# Neuer PC?



## athlon (6. Dezember 2004)

Ich möchte mir demnächst einen neuen PC kaufen.
Ich dachte da an einen Athlon64 3500+ (so939)

Jedoch bin ich mir beim Mainboard und speicher unschlüssig.

Könnt ihr mir da vielleicht helfen?

Ich will ein System dass suuuper schenll läuft (spiele) und schön leise ist (kühler?)
der Preis spielt nicht umbedingt eine rolle aber zu teuer sollte es nicht sein sonst hätte ich mich ja auch für den FX-55 entschieden ;-)


----------



## Cheese (6. Dezember 2004)

Als Board würde ich dir entweder ein Asus oder ein MSI empfehlen... Sind beide recht gut, wenn du ans Übertakten rangehen willst, dann MSI(bessere Einstellmöglichkeiten), sonst ASUS.

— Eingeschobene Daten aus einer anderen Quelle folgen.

PR #1253, opened 2019-10-01
CMakeLists.txt: removed spdlog subdir from library install

DasRoteSkelett:
The library gets installed into ${CMAKE_INSTALL_LIBDIR}/spdlog, which
is for unix / linux a rather strange place, hence, put it where the linker
is more likely to find it.

Signed-off-by: Matthias Schoepfer <matthias.schoepfer@ithinx.io>

### DIFF
--- a/CMakeLists.txt
+++ b/CMakeLists.txt
@@ -196,7 +196,7 @@ if (SPDLOG_INSTALL)
     # Include files
     #---------------------------------------------------------------------------------------
     install(DIRECTORY include/ DESTINATION "${CMAKE_INSTALL_INCLUDEDIR}" PATTERN "fmt/bundled" EXCLUDE)
-    install(TARGETS spdlog spdlog_header_only EXPORT spdlog DESTINATION "${CMAKE_INSTALL_LIBDIR}/spdlog")
+    install(TARGETS spdlog spdlog_header_only EXPORT spdlog DESTINATION "${CMAKE_INSTALL_LIBDIR}")
 
     if(NOT SPDLOG_FMT_EXTERNAL)
         install(DIRECTORY include/${PROJECT_NAME}/fmt/bundled/


gabime:
Merged. Thanks @DasRoteSkelett

orbea:
@DasRoteSkelett and @gabime Installing it to `spdlog/` was not strange, installing libraries to their own directory and installing them directly to the library directory are both common practices.

DasRoteSkelett:
@orbea can you give some reference? If I read 
https://refspecs.linuxfoundation.org/FHS_3.0/fhs/ch04s06.html
Correctly, it only states that *APPLICATIONS* may have a subdirectory. spdlog is a library though.

orbea:
@DasRoteSkelett No, but thanks for the reference, I haven't seen it before. I spoke from experience where other programs have done similar, but maybe its just a common mistake?

orbea:
@DasRoteSkelett How about the cmake files?

Here these are installed.
```
usr/lib64/spdlog/cmake/spdlogConfig.cmake
usr/lib64/spdlog/cmake/spdlogConfigTargets-release.cmake
usr/lib64/spdlog/cmake/spdlogConfigTargets.cmake
usr/lib64/spdlog/cmake/spdlogConfigVersion.cmake
```
But if we compare with fmt.
```
usr/lib64/cmake/fmt/fmt-config-version.cmake
usr/lib64/cmake/fmt/fmt-config.cmake
usr/lib64/cmake/fmt/fmt-targets-release.cmake
usr/lib64/cmake/fmt/fmt-targets.cmake
```
Would it be better if they were installed as `cmake/spdlog` instead of `spdlog/cmake`?

DasRoteSkelett:
The default in Linux is /usr/lib/<packagename>/cmake, but windows seems to prefer <LIBDIR>/cmake/<packagename>. This will usually be picked up by cmake, but other tools (i.e. openembedded) put those files in the wrong package. That is why we still prefer the first one, if you want to be interoperable with Windows, use the fmt format one... :-/

orbea:
Thanks for the details, that was informative! I suppose its fine the way it is now, but I don't use windows.

PR #1257, opened 2019-10-07
Uses GenerateExportHeaders from cmake to export only symbols needed e…

DasRoteSkelett:
…xternally

This should only affect the library part, and to be more specific, the shared
library part. Cmake allows to generate a special header file through
GenerateExportHeader()[1]. This defines - amongst other - a SPDLOG_EXPORT
Symbol, that does the right thing, depending on compiler / OS. On Windows,
default is, if I recall correctly, that all symbols are not exported while
Linux does it the other way around. So this patch sets default to *not* export
symbols except those marked SPDLOG_EXPORT. Behaviour with Windows and Linux
should be the same. Also, I removed SPDLOG_BUILD_SHARED in favour of the
standard BUILD_SHARED_LIBS, which is a global symbol. This *might* give some
issues when used as add_subdirectory(), but I am not sure.
Also I made Threads::Threads private, so a depending cmake package does not
need to have find_package(Threads) on.

Why all that? On x86_64, gcc 8.3.0 .so code size reduction is:
811320 bytes original vs. 532536 now (~65% of the original). And, I *guess*,
this will resolve the issue that it is not possible to use shared libs
with windows. But I cannot test it, I only have Linux.

[1] https://cmake.org/cmake/help/latest/module/GenerateExportHeader.html

Signed-off-by: Matthias Schoepfer <matthias.schoepfer@ithinx.io>


gabime:
Thanks.
I tries using shared lib but got many link errors:
```console
 cmake .. -DBUILD_SHARED_LIBS=1
make -j
```

And got 
```
...
usr/bin/ld: example.cpp:(.text._ZN3fmt2v616visit_format_argINS0_13arg_formatterINS0_8internal12buffer_rangeIcEEEENS0_20basic_format_contextISt20back_insert_iteratorINS3_6bufferIcEEEcEEEEDTclfp_Li0EEEOT_RKNS0_16basic_format_argIT0_EE[_ZN3fmt2v616visit_format_argINS0_13arg_formatterINS0_8internal12buffer_rangeIcEEEENS0_20basic_format_contextISt20back_insert_iteratorINS3_6bufferIcEEEcEEEEDTclfp_Li0EEEOT_RKNS0_16basic_format_argIT0_EE]+0x11e2): undefined reference to `fmt::v6::internal::basic_data<void>::zero_or_powers_of_10_64'
/usr/bin/ld: example.cpp:(.text._ZN3fmt2v616visit_format_argINS0_13arg_formatterINS0_8internal12buffer_rangeIcEEEENS0_20basic_format_contextISt20back_insert_iteratorINS3_6bufferIcEEEcEEEEDTclfp_Li0EEEOT_RKNS0_16basic_format_argIT0_EE[_ZN3fmt2v616visit_format_argINS0_13arg_formatterINS0_8internal12buffer_rangeIcEEEENS0_20basic_format_contextISt20back_insert_iteratorINS3_6bufferIcEEEcEEEEDTclfp_Li0EEEOT_RKNS0_16basic_format_argIT0_EE]+0x13b5): undefined reference to `char fmt::v6::internal::thousands_sep_impl<char>(fmt::v6::internal::locale_ref)'
/usr/bin/ld: example.cpp:(.text._ZN3fmt2v616visit_format_argINS0_13arg_formatterINS0_8internal12buffer_rangeIcEEEENS0_20basic_format_contextISt20back_insert_iteratorINS3_6bufferIcEEEcEEEEDTclfp_Li0EEEOT_RKNS0_16basic_format_argIT0_EE[_ZN3fmt2v616visit_format_argINS0_13arg_formatterINS0_8internal12buffer_rangeIcEEEENS0_20basic_format_contextISt20back_insert_iteratorINS3_6bufferIcEEEcEEEEDTclfp_Li0EEEOT_RKNS0_16basic_format_argIT0_EE]+0x13ed): undefined reference to `fmt::v6::internal::basic_data<void>::zero_or_powers_of_10_32'
/usr/bin/ld: example.cpp:(.text._ZN3fmt2v616visit_format_argINS0_13arg_formatterINS0_8internal12buffer_rangeIcEEEENS0_20basic_format_contextISt20back_insert_iteratorINS3_6bufferIcEEEcEEEEDTclfp_Li0EEEOT_RKNS0_16basic_format_argIT0_EE[_ZN3fmt2v616visit_format_argINS0_13arg_formatterINS0_8internal12buffer_rangeIcEEEENS0_20basic_format_contextISt20back_insert_iteratorINS3_6bufferIcEEEcEEEEDTclfp_Li0EEEOT_RKNS0_16basic_format_argIT0_EE]+0x15a5): undefined reference to `fmt::v6::internal::basic_data<void>::zero_or_powers_of_10_
...```

DasRoteSkelett:
You are not using external fmt, right? I will check...

DasRoteSkelett:
Hi @gabime , 
Thanks for the feedback, I think, I addressed the issues with another commit. See if you still think, it is okay for you. 

Regards,

   Matthias

gabime:
Thanks again!
format.h and core.h are part of the bundled  fmt and better not touched. Otherwise this won’t work with external or different fmt version.

Another issue is that I still want spdlog to work without CMake(e.g when using the header only version or other build like meson), but depending on the generated spdlog_export.h makes this impossible.
Maybe the approach would be put our own version spdlog_export.h into the repo and make it work with proper ifdefs on both windows and unix?

DasRoteSkelett:
Hi @gabime ,
regarding fmt: have you considered including it with add_subdirectory()? Then, you do not need to touch fmt at all! To me, that sounds like the more propper approach.

I am looking into the header_only version. I do not know if meson has a similar approach, i do not know meson at all. I would strongly suggest to stick to one build system and also *not* to re-engineer generate_export_header. It is there for a reason. It covers basically all supported compilers on all supported platforms.

gabime:
> regarding fmt: have you considered including it with add_subdirectory()? Then, you do not need to touch fmt at all! To me, that sounds like the more propper approach.

Yes, maybe in future versions

> I would strongly suggest to stick to one build system and also not to re-engineer generate_export_header. 

In any case, header-only without cmake should work

DasRoteSkelett:
> Yes, maybe in future versions

If you would consider it, I would change my PR in that direction??

> In any case, header-only without cmake should work

Okay, I will think of a solution. It would be nice to get this to work, since the code size reduction is significant and (have you tested?) you can probably now have shared libs on windows.

DasRoteSkelett:
Hi @gabime ,

I reworked my PR. Now, it should be less intrusive to meson and header only use cases.It would be very nice, if you could have a look at it. As stated, this reduces the binary size significantly and should solve the problem not to be able to have shared libs with windows (though, I have not tested this).

gabime:
Thanks. What's the purpose ```SPDLOG_USE_EXPORT_HEADER``` ? shouldn't it always be enabled?

DasRoteSkelett:
Hi @gabime 

> Thanks. What's the purpose SPDLOG_USE_EXPORT_HEADER ? shouldn't it always be enabled?

It serves as a Guard, it gets defined iff generate_export_header() from the cmake is used. If not, the more or less "default" or original behaviour is selected. 

Regards,

  Matthias

gabime:
ok, but why is there an option not to generate it? it should always be used

DasRoteSkelett:
Hi @gabime 

> In any case, header-only without cmake should work

That is, why a guard is needed here. If you are not building with cmake, the spdlog_export.h will *not* get generated. With this guard, it does not break meson build nor header-only usage. I was under the impression, that thats exactly what you wanted ?!

gabime:
I still think that  having own version of spdlog_export.h without relying on cmake is a preffered approach. It will avoid all those ```#ifdef SPDLOG_USE_EXPORT_HEADER``` all over the place.

DasRoteSkelett:
Hi @gabime 

> I still think that having own version of spdlog_export.h without relying on cmake is a preffered approach. It will avoid all those #ifdef SPDLOG_USE_EXPORT_HEADER all over the place.

Well, and I am still thinking, you are not right in this. If you want, I can hide this #ifdef guard stuff in a separate header. But having a headerfile that does it all will not scale. The reason to use cmake ("cross-platform make") is, to make your library compile over a large variety of OS and Compiler Combinations in almost arbitrary combinations, and that is what is does really well. So I would suggest to use it on this topic, instead of writing a *really* long and ugly header file with lots of #ifdefs  that checks for OS (Windows, Linux, MacOS, Android, ...) *and* Compiler (MSVC, GCC, clang, cygwin, ...). Quite frankly, I think, some of your code could probably be reduced by relying on cmake even more. But that is another topic. 

You can always decide to decline this merge request, but since it seems it fixes dll builds for windows *and* reduces binary size significantly (and therefore is a performance boost), it really adds to spdlog. 

Regards,
   Matthias

DasRoteSkelett:
Hi @gabime ,

I rebased the changes, so they once again can be cleanly applied. Please consider this for merging, as it reduces the resulting binary size quite a bit for the cmake build and allows to build a proper dll with windows. 

If you do not want this to get merged, then please close the pull request. I spend some considerable time with this, and if you are not planning to merge this, it would be fair to let me know that I do not waste even more time with this. If you have any requests, that I can comply (i.e. *not* the own version of spdlog_exports.h), please let me know. 

Regards,

   Matthias

gabime:
I was hoping to at least use this PR as a reference for any future work on this.
But if you prefer I can close it - I don't know when I will have time to tackle this.

PR #1270, opened 2019-10-18
Fix build failure on clang 7 with libc++

jktjkt:
Unlike the GNU C++ STL, there's no implicit include for <array> in this one, apparently.


gabime:
Thanks @jktjkt !

Issue #1278, opened 2019-10-22
Allow using ansicolor sinks on Windows


tambry:
[Windows 10 natively supports ANSI escape sequences](https://docs.microsoft.com/en-us/windows/console/console-virtual-terminal-sequences) (enabled by `ENABLE_VIRTUAL_TERMINAL_PROCESSING`).

Thus it may be desirable to use an `ansicolor_sink` instead of a `wincolor_sink`. Unfortunately the sinks compiled [are conditional on `_WIN32` being defined](https://github.com/gabime/spdlog/blob/dae4f9fef60b92a9d1ada158f8f1a970eae7141c/src/color_sinks.cpp#L15), making it impossible to use the ansicolor sinks.

Would it be possible to provide an additional flag `SPDLOG_FORCE_ANSICOLOR` in CMake that would force the ansicolor sinks to be built?

gabime:
What is the advantage ansi colors over the existing windows color sink?

tambry:
Enables using VT100 sequences for formatting in log messages. E.g. `spdlog::info("\u001b[31mRed text\u001b[0mBack to normal");`.

I haven't measured, but probably also slightly better performance due to not having to make system calls for colouring.

Cyphall:
On top of that, VT100 also allows to use a full 2x24-bit color range (foreground & background) instead of the 2x4-bit predefined colors:
https://learn.microsoft.com/en-us/windows/console/console-virtual-terminal-sequences#extended-colors

PR #1279, opened 2019-10-22
#1278: Allow forcing ansicolor sinks on Windows

tambry:
See #1278 for rationale.


gabime:
Thanks. However, I am not sure there is enough demand for this to be added. I prefer to wait and see.

PR #1283, opened 2019-10-24
Minor cmake code duplication improvement

bencsikandrei:
Create a macro to add tests for both static/header only.

The only differences between these two are the libraries they link
with and the target names. 
There might be a reason to keep both, but it seemed like a nice opportunity 
for a refactor.

Created the simple macro:

_spdlog_prepare_test(<target> <spdlog_lib>)

which does the work. 

Signed-off-by: Andrei-Florin BENCSIK <andrei.bencsik@gmail.com>


gabime:
Thanks. what’s the advantage of macro here instead of a regular function?

bencsikandrei:
Hello,

In this case I think there isn't much of a difference since it's not setting anything inside the macro/function nor does it return() anything.
My understanding is that macros don't create a new scope, so all variables are string replaced (much like in C++) when the macro is called - also anything created inside is visible outside the scope, unlike functions which create a new scope. The return() statement inside a function returns from that particular function whilst from a macro it returns from the parent scope (as in C++, kind of).

I don't think there's much of an advantage one way or the other, they should work the same, but if you prefer a function I'm on board with that and I'll happily modify it.

gabime:
Since the rest of spdlog’s cmake scripts are already using functions, lets use a function here as well  for the sake of consistency.

bencsikandrei:
Done!
I made another commit, but I believe it should be squashed from github (with the commit message of your choice).
Otherwise I can do it myself and rephrase the messages as well.

gabime:
It doesn't pass the tests unfortunately.

bencsikandrei:
Because VIM ate my 'end' from 'endfunction' :(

Beim Prozessor drauf achten, dass er nen Winchester-Kern hat, der hat weniger Abwärme -> besser kühlbar.

vom Kühler her wirst ned über einen teuren Verax oder so rauskommen, da kenn ich mich ned so wirklich aus. 
Was da evtl ne alternative wäre, wenn du den Standard-Lüfter durch einen Papst-Lüfter ersetzt, der die gleiche Luftmenge hat und leiser läuft.

Speicher halt nen mit ner kurzen Latenzzeit und ned einen Riegel, sondern 2, z.B. 2 x 512MB (1GB Ram empfehlenswert)

Bei der Graphikkarte auf alle Fälle aufpassen, wie breit das Speicherinterface ist (256 Bit empfehlenswert) und wie viele Pixel-Pipelines sie besitzt...

Hoffe damit geholfen zu haben
Gruß Cheese


----------